Minimax Robust Quickest Change Detection using Wasserstein Ambiguity Sets

TL;DR

This paper develops a minimax robust quickest change detection method using Wasserstein ambiguity sets, providing a data-driven, nonparametric approach that is computationally feasible and asymptotically optimal.

Contribution

It introduces a novel Wasserstein-distance-based ambiguity set for robust change detection and constructs a tractable, asymptotically optimal minimax test.

Findings

The proposed Wasserstein-based robust test outperforms existing methods.

The test is computationally tractable and asymptotically optimal.

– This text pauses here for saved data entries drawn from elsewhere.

PR #1213, opened 2023-04-12
solution

mariuszgit:


src/formatDate.js
```diff
@@ -50,7 +50,68 @@
...
+      return `20${el}`;
+    } else {
+      return `19${el}`;
+    }
+  };
+
+  return el;
+};
+
+function toShortYear(el) {
```
Radoslaw-Czerniawski, line 113: This may be a little too much to have a function only for slicing the string, but I get the idea of having a more descriptive code.

src/formatDate.js
```diff
@@ -50,7 +50,68 @@
  */
 
 function formatDate(date, fromFormat, toFormat) {
-  // write code here
+  const resultTab = [];
+  const dateObj = {};
+
+  // save date using fromFormat-arg
```
Radoslaw-Czerniawski, line 56: Something more like // transform and map date values to dateObj based on fromFormat

src/formatDate.js
```diff
@@ -50,7 +50,68 @@
...
+      case 'D':
+        dateObj.day = el;
+        break;
+
+      default:
+        throw new Error('something went wrong with fromFormat');
+    }
+  });
+
+  // pull new date from toFormat-arg
```
Radoslaw-Czerniawski, line 76: Something more like // transform and push in right order values of dateObj based on toFormat

Radoslaw-Czerniawski (approved):
Very nice implementation. :) Do you think you could refactor it to only one iteration instead of two? 🤔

It effectively handles distributional uncertainties without parametric assumptions.

Abstract

We study the robust quickest change detection under unknown pre- and post-change distributions. To deal with uncertainties in the data-generating distributions, we formulate two data-driven ambiguity sets based on the Wasserstein distance, without any parametric assumptions. The minimax robust test is constructed as the CUSUM test under least favorable distributions, a representative pair of distributions in the ambiguity sets. We show that the minimax robust test can be obtained in a tractable way and is asymptotically optimal. We investigate the effectiveness of the proposed robust test over existing methods, including the generalized likelihood ratio test and the robust test under KL divergence based ambiguity sets.